Этот вход был начат во времена Филиппа Августа на средства графа Дрёсского и его супруги Алисы Бретонской, а закончен лишь при Филиппе Красивом; он, как и два других, делился на три части: в стрельчатом тимпане средней арки повествовалось о Страшном суде; арка левая посвящена мученикам, правая же — исповедникам.

Центральная арка подражала формой кораблю, поставленному стоймя, вниз кормой, носом вверх; на выпуклых стенках бортов держались по шесть апостолов с каждой стороны, а в глубине, посередине, стояла одна-единственная статуя Христа.

Она так же знаменита, как и амьенский Христос; все путеводители превозносят правильность лика, спокойную гармонию черт; на самом деле она прежде всего холодна и хлыщевата, красива скучной красотой; насколько ниже она статуи Спасителя XII века в тимпане Царского портала; как жив, как выразителен тот Господь, восседающий посреди животных тетраморфа!

Апостолы, пожалуй, лучше отделаны, чем патриархи и пророки, стоящие вокруг святой Анны на северном портале, не так неуклюжи, но и искусство в них не так притягательно.
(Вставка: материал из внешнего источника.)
PR #2, opened 2019-11-25
Initial stab at sgx-sys crate

npmccallum:
The create test currently fails. It needs more work. Likewise, lots of
stuff is unimplemented. However, this should be good enough to start the
shape of the library.


sgx-sys/src/ioctl/mod.rs
```diff
@@ -0,0 +1,42 @@
...
+use std::convert::TryInto;
+use std::io::{Error, Result};
+use std::os::raw::{c_int, c_uint, c_ulong, c_void};
+use std::os::unix::io::AsRawFd;
+use std::ptr::null;
+
+pub mod sgx;
+
+extern "C" {
+    pub fn ioctl(fd: c_int, request: c_ulong, ...) -> c_int;
```
lkatalin: Learned something new here about variadic functions being allowed in FFIs.

sgx-sys/src/ioctl/mod.rs
```diff
@@ -0,0 +1,42 @@
...
+
+pub trait Ioctl {
+    const REQUEST: c_ulong;
+
+    fn ioctl(&self, fd: &impl AsRawFd) -> Result<c_uint> {
+        let r = unsafe {
+            ioctl(
+                fd.as_raw_fd(),
+                Self::REQUEST,
+                self as *const _,
```
lkatalin: I'm not familiar with this syntax and will look it up.

sgx-sys/src/ioctl/sgx.rs
```diff
@@ -0,0 +1,85 @@
...
+#[derive(Debug)]
+pub struct Create<'a>(u64, PhantomData<&'a ()>);
+
+impl<'a> Ioctl for Create<'a> {
+    const REQUEST: c_ulong = 1_074_308_096; // SGX_IOC_ENCLAVE_CREATE
+}
+
+impl<'a> Create<'a> {
+    pub fn new(secs: &'a crate::secs::Secs) -> Self {
+        Create(secs as *const _ as _, PhantomData)
```
lkatalin: Same for this, I need to learn this syntax.

sgx-sys/src/ioctl/sgx.rs
```diff
@@ -0,0 +1,85 @@
...
+
+#[repr(C)]
+#[derive(Debug)]
+pub struct AddPages<'a> {
+    src: u64,
+    offset: u64,
+    length: u64,
+    secinfo: u64,
+    flags: PageFlags,
+    phantom: PhantomData<&'a ()>,
```
lkatalin: This is just here so that we can use the lifetime `<'a>` for the struct, right?

sgx-sys/src/ioctl/sgx.rs
```diff
@@ -0,0 +1,85 @@
...
+#[derive(Debug)]
+pub struct SetAttribute<'a>(u64, PhantomData<&'a ()>);
+
+impl<'a> Ioctl for SetAttribute<'a> {
+    const REQUEST: c_ulong = 1_074_308_099; // SGX_IOC_ENCLAVE__SET_ATTRIBUTE
+}
+
+impl<'a> SetAttribute<'a> {
+    pub fn new(fd: &'a impl AsRawFd) -> Self {
+        SetAttribute(fd.as_raw_fd() as _, PhantomData)
```
lkatalin: This one makes a little more sense to me because we want to return something that contains an unnamed `u64`.

sgx-sys/src/ioctl/sgx.rs
```diff
@@ -0,0 +1,85 @@
...
+// TODO: Implement Init::new()
+//impl<'a> Init<'a> {
+//    pub fn new(sig: &'a crate::sig::Sig) -> Self {
+//        Init(sig as *const _ as _, PhantomData)
+//    }
+//}
+
+#[repr(C)]
+#[derive(Debug)]
+pub struct SetAttribute<'a>(u64, PhantomData<&'a ()>);
```
lkatalin: I need to look into `<&'a ()>` ...

sgx-sys/src/ioctl/mod.rs
npmccallum: The syntax is just a cast from a reference to a pointer. The underscore here simply means: "Rust please infer the type." Rust can infer the type because you can only cast from a reference to a pointer of the same type.

sgx-sys/src/ioctl/sgx.rs
npmccallum: Cast the `Secs` reference to a `Secs` pointer. Then cast the `Secs` pointer to a `u64`. Have Rust infer the types (`_`).

sgx-sys/src/ioctl/sgx.rs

Как и Христос, Которого они окружают, все они выглядят очень порядочно; все это благопристойная, так сказать, флегматичная, скульптура.
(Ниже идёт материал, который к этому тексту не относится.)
PR #5, opened 2019-11-26
create passing

lkatalin:
```
running 3 tests
test secs::test::align ... ok
test secs::test::size ... ok
test test::enclave_create ... ok

```

### DIFF
--- a/sgx-sys/src/lib.rs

Благодушно улыбаясь, они держат орудия своего мученичества, как солдаты на посту держат ружья.

На правом простенке поселились апостол Петр, водрузивший крест, на котором был распят вниз головой, Андрей с латинским крестом, а не тем Х-образным, к которому его пригвоздили, затем Филипп, Фома, Матфей и Симон, все с короткими мечами, хотя апостол Филипп был распят и побит камнями, Фома заколот копьем, а Симон Кананит распилен пилой.

На левом простенке вместо Матфия, заместившего Иуду, виден апостол Павел, протянувший вперед длинный меч; далее следуют: Иоанн со своим Евангелием, Иаков Старший с коротким мечом, Иаков Младший с сукновальной палицей{100}, Варфоломей с кривым ножом, которым с него содрали кожу, и апостол Иуда с книгой.

Все они громоздились на уступах изогнутых колонн, попирая босыми в знак апостольского звания ногами своих палачей. У них были длинные растрепанные волосы, бороды надвое, расходившиеся вилообразно, кроме безбородого Иоанна и Павла, который по традиции был лыс; и одеты они были одинаково: завернуты в плащи с искусно уложенными волнообразными складками. Один лишь Иаков Старший выделялся шляпой, усеянной ракушками, наподобие тех, в которых приходят к нему в Компостелу, в большой средневековый храм, воздвигнутый в его честь.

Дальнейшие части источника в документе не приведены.